Col 1  	Platform identifier (ARGOS #)
Col 2 	EXP$ - The originator's experiment number
Col 3 	WMO$ - WMO platform identifier number
Col 4 	Position year/month/day hour:minute (UTC)
Col 5 	Latitude of observation (+ve North)
Col 6 	Longitude of observation (+/- 180 deg +ve West of Greenwich)
Col 7 	QIDX - Position accuracy
Col 8 	Observation year/month/day hour:minute (UTC)
Col 9 	BATT - Battery voltage
Col 10 	DRG# - Drogue number
Col 11 	SSTP - Sea surface temperature (deg. C)
Col 12 	CNDC - Conductivity
Col 13 	PSAL - Salinity
Col 14 	ATMS - Atmospheric pressure
Col 15 	WDIR - Wind direction (degrees from true north)
Col 16 	WS8K - Wind speed at 8 kHz sample
Col 17 	WS2K - Wind speed at 2 kHz sample
Note: Missing value indicated by 999.9999
Followed by the data in comma separated columns.

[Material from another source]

Issue #518, opened 2017-05-30
React-native synchronization


bootstraponline:
> Detox takes this into account by monitoring all asynchronous operations that take place in your app from the inside. Detox knows which network requests are currently in-flight. Detox knows how busy the React Native bridge is. Tests are automatically synchronized to the app and only move forward when the app is idle.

One might wish to extract only some variables for use in other processing. For instance, one might want only the ID, LAT, LON, and TIME. That is, you want columns 1, 5, 6, and 4 from the file. (NB the longitudes are positive west of the prime meridian, the oposite of normal usage. You could extract those data and fix the longitudes in a spreadsheet program, (provided the data set is small enough for the program to read it), but this is an easier job for 'awk'.

with an awk script like this:

BEGIN { FS=","
        OFS=", " }
NR > 20 { lon = $6 * -1.0
           print $1, $5, lon, $4 }
in a file called 'script.awk', and the data in a file 'data.csv', the shell command:
awk -f script.awk < data.csv >  extract.csv
will put the data you want in a file called 'extract.csv'.